Let's say the two points (as transformed by $\eqref{NA3b}$) are $\vec{p}_1 = ( x_1 ,\, y_1 )$ and $\vec{p}_2 = ( x_2 ,\, y_2 )$.
The requirement for the point $\vec{p} = ( x ,\, y )$ we seek is that it is as far from $\vec{p}_1$ and $\vec{p}_2$ as it is from the line $l$, i.e. from $y = 0$. $$\begin{cases} \lvert y \rvert = \sqrt{ (x - x_1)^2 + (y - y_1)^2 } \\ \lvert y \rvert = \sqrt{ (x - x_2)^2 + (y - y_2)^2 } \end{cases}$$ Because both sides are nonnegative, we can square them, to get the pair of equations in a more tractable form, $$\begin{cases} y^2 = (x - x_1)^2 + (y - y_1)^2 \\ y^2 = (x - x_2)^2 + (y - y_2)^2 \end{cases} \iff \begin{cases} (x - x_1)^2 + y_1^2 - 2 y y_1 = 0 \\ (x - x_2)^2 + y_2^2 - 2 y y_2 = 0 \end{cases} \tag{4}\label{NA4}$$ After finding the solution or solutions $(x, y)$, use $\eqref{NA3c}$ to transform them back to the original coordinate system.
Let's consider the numerical solutions to $\eqref{NA4}$, and the cases where there is no solution at all. (I shall quietly assume you are aware of the pitfalls when using floating-point numbers; especially allowing for rounding error, "machine epsilon", when comparing values for equality.)
If $y_1 y_2 \lt 0$, there can be no result, because the given points are on different sides of the line: the distance from the tentative result point to at least one of the given points is always greater than the distance from the tentative result point to the line.
If $y_1 \ne y_2$, but $y_1 = 0$ or $y_2 = 0$ (or $y_1 y_2 = 0$), there can be no result, because only one of the given points is on the line $l$, and the common distance cannot be zero and nonzero at the same time.
If $y_1 = y_2 = 0$ but $x_1 \ne x_2$, there is no solution, because the given points are separate but both on the line $l$, and the common distance cannot be both zero and nonzero at the same time.
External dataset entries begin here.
PR #1021, opened 2022-01-04
Adding new experimental resources

nfx:


catalog/resource_external_location.go
```diff
@@ -0,0 +1,84 @@
...
+	return a.client.Post(a.context, "/unity-catalog/external-locations", el, &el)
+}
+
+func (a ExternalLocationsAPI) get(id string) (el ExternalLocationInfo, err error) {
+	err = a.client.Get(a.context, "/unity-catalog/external-locations/"+id, nil, &el)
+	return
+}
+
+func (a ExternalLocationsAPI) update(name string, el ExternalLocationInfo) error {
+	return a.client.Patch(a.context, "/unity-catalog/external-locations/"+name, el)
```
alexott, line 38: URLencode name? and is it really name in the API? :confused:

catalog/resource_external_location.go
```diff
@@ -0,0 +1,84 @@
...
+}
+
+func (a ExternalLocationsAPI) delete(name string) error {
+	return a.client.Delete(a.context, "/unity-catalog/external-locations/"+name, nil)
```
alexott, line 42: same here

catalog/resource_external_location.go
```diff
@@ -0,0 +1,84 @@
...
+	Owner          string `json:"owner,omitempty" tf:"computed"`
+	MetastoreID    string `json:"metastore_id,omitempty" tf:"computed"`
+}
+
+func (a ExternalLocationsAPI) create(el *ExternalLocationInfo) error {
+	return a.client.Post(a.context, "/unity-catalog/external-locations", el, &el)
+}
+
+func (a ExternalLocationsAPI) get(id string) (el ExternalLocationInfo, err error) {
+	err = a.client.Get(a.context, "/unity-catalog/external-locations/"+id, nil, &el)
```
alexott, line 33: here as well, if id == name

catalog/resource_external_location.go
nfx: yes, it's name. alphanumeric validation may be a better option than urlencoding. i don't think we allow emojis in names here...

alexott: External locations support any SQL identifier and any character is allowed if you put them into back quotes ([doc](https://docs.databricks.com/sql/language-manual/sql-ref-identifiers.html#parameters))

alexott (commented):
Lgtm, can’t check privileges mapping right now

alexott (approved):
Lgtm

PR #1024, opened 2022-01-05
Skip lib refresh for clusters with no libs

nfx:
Allowed managing of libraries on `databricks_cluster` outside of Terraform state for resources without any `library` configuration blocks.

**Behavior changes**

* Whenever library is installed on `databricks_cluster` without any [`library` configuration blocks](https://registry.terraform.io/providers/databrickslabs/databricks/latest/docs/resources/cluster#library-configuration-block), it won't be removed anymore.


alexott (approved):
lgtm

If $y_1 = y_2 = 0$ and $x_1 = x_2$, the given points are at the same point on the line $l$, so the common distance is zero. The result is the position of the given points: $$\begin{cases}x = x_1 = x_2 \\ y = y_1 = y_2 = 0 \end{cases}$$
If $y_1 = y_2 \ne 0$ and $x_1 = x_2$, the given points are the same, and the result is at midway between the given points and the line: $$\begin{cases}x = x_1 = x_2 \\ y = \frac{y_1}{2} = \frac{y_2}{2} \end{cases}$$
If $y_1 = y_2 \ne 0$ and $x_1 \ne x_2$, there is a single solution: $$\begin{cases}x = \frac{x_1 + x_2}{2} \\ y = \frac{y_1}{2} + \frac{(x_2 - x_1)^2}{8 y_1} \end{cases}$$
If $y_1 \ne y_2$, $y_1 y_2 \gt 0$, and $x_1 = x_2$, there given points are on the line perpendicular to line $l$, on the same side of line $l$, and there is a pair of solutions: $$\begin{cases} x = x_1 \pm \sqrt{y_1 y_2} \\ y = \frac{y_1 + y_2}{2} \end{cases}$$
Otherwise, $y_1 \ne y_2$, $y_1 y_2 \gt 0$, and $x_1 \ne x_2$, and there are two solutions: $$\begin{cases} x = \frac{x_1 y_2 - x_2 y_1 + \sqrt{y_1 y_2 \left ( (x_2 - x_1)^2 + (y_2 - y_1)^2 \right )}}{y_2 - y_1} \\ y = \frac{(y_1 + y_2) \left ( (x_2 - x_1)^2 + (y_2 - y_1)^2 \right ) - (x_2 - x_1)\sqrt{y_1 y_2 \left ( (x_2 - x_1)^2 + (y_2 - y_1)^2 \right )}}{(y_2 - y_1)^2 } \end{cases}$$ and $$\begin{cases} x = \frac{x_1 y_2 - x_2 y_1 - \sqrt{y_1 y_2 \left ( (x_2 - x_1)^2 + (y_2 - y_1)^2 \right )}}{y_2 - y_1} \\ y = \frac{(y_1 + y_2) \left ( (x_2 - x_1)^2 + (y_2 - y_1)^2 \right ) + (x_2 - x_1)\sqrt{y_1 y_2 \left ( (x_2 - x_1)^2 + (y_2 - y_1)^2 \right )}}{(y_2 - y_1)^2 } \end{cases}$$ If you need to choose only one of the solutions, I recommend choosing the one with minimum $y$ in magnitude, $\lvert y \rvert$, as that solution corresponds to the smaller common distance.
If there is a solution, you can use $\eqref{NA3c}$ to convert back to the original coordinate system.
Note that the above cases are not in recommended implementation order; if you draw the cases into a diagram, you'll see you have a simple decision tree. As conditionals tend to be slow on current hardware, implementing a decision tree (to find the solution in fewest average and maximum conditional tests) is recommended.
Also note that I obtained the above solutions using free and open source Sagemath, but there may be transcription errors. If you find an error, or a suspicious point, please let me know in a comment so I can verify and fix.